Can Traditional Insurance Brokers Survive the AI Revolution? Gallagher Faces New Challenges

February 14, 2026
5 min read

Arthur J. Gallagher's insurance brokerage empire confronts a pivotal moment as OpenAI's launch of insurance-native AI tools sparks industry-wide concerns about artificial intelligence bypassing traditional intermediaries. The timing coincides with Gallagher Re's strategic appointment of Minesh Jani as CEO for India operations, highlighting the company's continued investment in specialty markets.

In early February 2026, Gallagher Re appointed Minesh Jani, a reinsurance veteran with over three decades of experience, to lead its India operations. This move demonstrates the company's commitment to expanding advisory reach in complex markets where broker expertise may prove harder to automate than simple retail insurance transactions.

The AI Disruption Dilemma

The recent market selloff tied to OpenAI's insurance tools strikes at Gallagher's biggest risk: technology-driven disintermediation.
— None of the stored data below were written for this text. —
PR #39, opened 2020-12-15
CI: Fix incompatibilities with macOS 10.13

PatTheMav:
### Description
Fixes `lame-mp3` using a dependency symbol only available on macOS 10.14+.

### Motivation and Context
For some reason `lame-mp3` doesn't recognise the `MACOSX_DEPLOYMENT_TARGET` environment variable set by the workflow and requires it to be set explicitly when invoking `make`.

*Note:* This might mean that setting it globally doesn't work or it could just mean that lame's build process doesn't pick it up correctly. We should be on the lookout for more incompatibilities.

### How Has This Been Tested?
Dependencies were built locally and checked to not contain the offending `____chkstk_darwin` symbol.

### Types of changes

### Checklist:

### DIFF
--- a/.github/workflows/build_deps.yml
+++ b/.github/workflows/build_deps.yml
@@ -96,7 +96,7 @@ jobs:
         id: ffmpeg-deps-cache
         uses: actions/cache@v2.1.2
         env:
-          CACHE_NAME: 'ffmpeg-deps'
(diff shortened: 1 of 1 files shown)


PatTheMav:
@DDRBoxman Merge and tag a release pls, I need this to build artifacts on CI for our macOS 10.13 users to test if this actually fixes the crashes introduces by the prior release.

PR #49, opened 2021-01-30
CI: Build OBS dependencies for Apple Silicon Macs

nickzman:
### Description

This change updates the build scripts so that, when they are run on an Apple Silicon Mac, they will build the dependencies for an Apple Silicon Mac.

All of the dependencies build without any changes, except for libvpx and Qt. libvpx 1.9.0 does not support building for arm64 on macOS, but the master branch code does, so for the time being, we have to clone and then build from the master branch. Qt needs to be coerced to build for arm64 using the variable QMAKE_APPLE_DEVICE_ARCHS.

### Motivation and Context

Apple is switching CPU architectures. In a few years, they won't be shipping or supporting Intel Macs anymore, so it's time to start producing a build for the new Apple Silicon Macs.

### How Has This Been Tested?

I tested my changes on my Apple Development Platform running Xcode 12.4. Both scripts complete successfully, and running `lipo -info` on the resulting binaries indicate that they are built for arm64.

### Types of changes

### Checklist:

### DIFF
--- a/.github/workflows/build_deps.yml
+++ b/.github/workflows/build_deps.yml
@@ -185,19 +185,32 @@ jobs:
         shell: bash
         working-directory: ${{ github.workspace }}/CI_BUILD
         run: |
-          ${{ github.workspace }}/utils/safe_fetch "https://github.com/webmproject/libvpx/archive/v${{ env.LIBVPX_VERSION }}.tar.gz" "${{ env.LIBVPX_HASH }}"
-          mkdir -p ./libvpx-v${{ env.LIBVPX_VERSION }}
-          tar -xf v${{ env.LIBVPX_VERSION }}.tar.gz
+          # Note: libvpx 1.9.0, which is the most current release when this was written,
+          # doesn't support building for arm64 on macOS, but the latest development code
+          # supports building for arm64 on macOS. So, on Apple Silicon Macs, we have to clone
+          # the latest code instead of downloading an archive. This can be revised when the
+          # next version of libvpx comes out.
+          if [ `arch` = "arm64" ]; then
+            git clone "https://chromium.googlesource.com/webm/libvpx" libvpx-${{ env.LIBVPX_VERSION }}
+          else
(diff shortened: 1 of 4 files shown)


DDRBoxman:
These changes actually need to be in 
https://github.com/obsproject/obs-deps/blob/master/.github/workflows/build_deps.yml

We generate the build scripts from that:
https://github.com/obsproject/obs-deps/blob/master/.github/workflows/create_scripts.yml

nickzman:
Thanks; I didn't know about that file until now.

nickzman:
Any news on the review? I'd like to do whatever I can to bring OBS to native ARM64 on macOS, and getting the dependencies built is step one.

DDRBoxman:
looks good, would you mind setting up the GitHub actions build matrix to trigger this for x86 and arm?

looks like you can use the token strategy for each 
https://stackoverflow.com/a/59310425

DDRBoxman:
You'll probably want to stick the "arm" or "x86" tag in filenames of these releases:
https://github.com/obsproject/obs-deps/blob/master/.github/workflows/build_deps.yml#L707

nickzman:
Hmm, I think that's going to be a problem. Looking through [the documentation](https://docs.github.com/en/actions/reference/workflow-syntax-for-github-actions#jobsjob_idruns-on), it appears that Github has no macOS/ARM64 runners, nor does it allow self-hosted macOS/ARM64 runners, and the scripts need to be run on an ARM64 Mac in order to produce ARM64 dependencies.

So either the scripts need to be rewritten to cross-compile for ARM64 & we hope that they are using the latest Xcode release, or the dependencies need to be built and uploaded manually. For the time being, I am kind of hoping they could be uploaded manually...

IsaacMarovitz:
Hmmm, whenever I try to build M1 with this patch, ffmpeg fails to build.

```
  + ffmpeg-4.2.3.tar.xz downloaded successfully and passed hash check
libvpx enabled but no supported decoders found

If you think configure made a mistake, make sure you are using the latest
version from Git.  If the latest version fails, report the problem to the
ffmpeg-user@ffmpeg.org mailing list or IRC #ffmpeg on irc.freenode.net.
Include the log file "ffbuild/config.log" produced by configure as this will help
solve the problem.
  + ERROR during build step: Build dependency ffmpeg
```

PR #51, opened 2021-03-22
CI: Use 'uname -m' for QMAKE_APPLE_DEVICE_ARCHS

SCG82:
### Description

Use `uname -m` instead of `arch` to set `QMAKE_APPLE_DEVICE_ARCHS` when building Qt.

### Motivation and Context

Currently, `QMAKE_APPLE_DEVICE_ARCHS` is set using `arch`, which returns `i386` for Intel-based machines. `QMAKE_APPLE_DEVICE_ARCHS` expects `x86_64`, which `uname -m` returns. Both `arch` and `uname -m` return `arm64` on Apple M1 machines.

### How Has This Been Tested?

With `QMAKE_APPLE_DEVICE_ARCHS` being set by `arch` (result `i386`), Qt 5.15.2 failed to build on my 2018 Mac Mini (6-core) running macOS 11.2. Setting `QMAKE_APPLE_DEVICE_ARCHS` using `uname -m` (result `x86_64`) resolved this issue. 

### Types of changes

### Checklist:

### DIFF
--- a/.github/workflows/build_deps.yml
+++ b/.github/workflows/build_deps.yml
@@ -685,7 +685,7 @@ jobs:
             -skip qtscript -skip qtscxml -skip qtsensors -skip qtserialbus -skip qtspeech \
             -skip qttranslations -skip qtwayland -skip qtwebchannel -skip qtwebengine -skip qtwebglplugin \
             -skip qtwebsockets -skip qtwebview -skip qtwinextras -skip qtx11extras -skip qtxmlpatterns \
-            QMAKE_APPLE_DEVICE_ARCHS=`arch`
+            QMAKE_APPLE_DEVICE_ARCHS=$(uname -m)
           make -j${{ env.PARALLELISM }}
           make install
 


build-script-macos-02.sh
```diff
@@ -200,7 +200,7 @@ build_06_build_dependency_qt() {
       -skip qtscript -skip qtscxml -skip qtsensors -skip qtserialbus -skip qtspeech \
       -skip qttranslations -skip qtwayland -skip qtwebchannel -skip qtwebengine -skip qtwebglplugin \
       -skip qtwebsockets -skip qtwebview -skip qtwinextras -skip qtx11extras -skip qtxmlpatterns \
-      QMAKE_APPLE_DEVICE_ARCHS=`arch`
+      QMAKE_APPLE_DEVICE_ARCHS="$(uname -m)"
```
RytoEX, line 203: Don't modify the shell scripts.  They are automatically rebuilt using the `create_scripts.yml` workflow.

RytoEX (changes requested):

build-script-macos-02.sh
SCG82: Modified `build_deps.yml` (and found an extra `=` in the `CXX` assignment)

.github/workflows/build_deps.yml
```diff
@@ -229,7 +229,7 @@ jobs:
             brew install gcc || true
             CC="/usr/local/bin/gcc"
             LD="/usr/local/bin/gcc"
-            CXX=="/usr/local/bin/g++"
+            CXX="/usr/local/bin/g++"
```
RytoEX, line 232: This CXX change should be a separate commit and/or a separate PR.  Otherwise, blame will point to this commit, and reverting this commit will revert both changes.

RytoEX (changes requested):

.github/workflows/build_deps.yml
SCG82: done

While the market reaction appears ahead of any proven revenue impact, investors must weigh whether rising demand for complex risk advice and steady M&A execution can outweigh mounting pressure on commissions and margins.

Critical factors shaping Gallagher's future:

  • Complex risk advisory demand - Specialty reinsurance and international capabilities remain difficult to automate
  • Commission pressure risks - AI tools could compress brokerage yields in simpler insurance transactions
  • M&A execution capability - Strong balance sheet supports continued acquisition strategy
  • Technology adaptation - Success depends on integrating AI as enhancement rather than replacement

For investors, Gallagher's investment narrative requires believing that sophisticated risk advisory services, robust M&A execution, and solid balance sheet capacity can overcome technological disruption. The company's narrative projects $19.5 billion revenue and $3.5 billion earnings by 2028, requiring 19% yearly revenue growth.

The real test emerges if AI begins compressing brokerage commission yields while Gallagher attempts to translate prior acquisitions into cleaner earnings growth. The appointment of experienced leadership like Jani in key markets suggests the company recognizes that human expertise in complex reinsurance transactions remains irreplaceable—at least for now.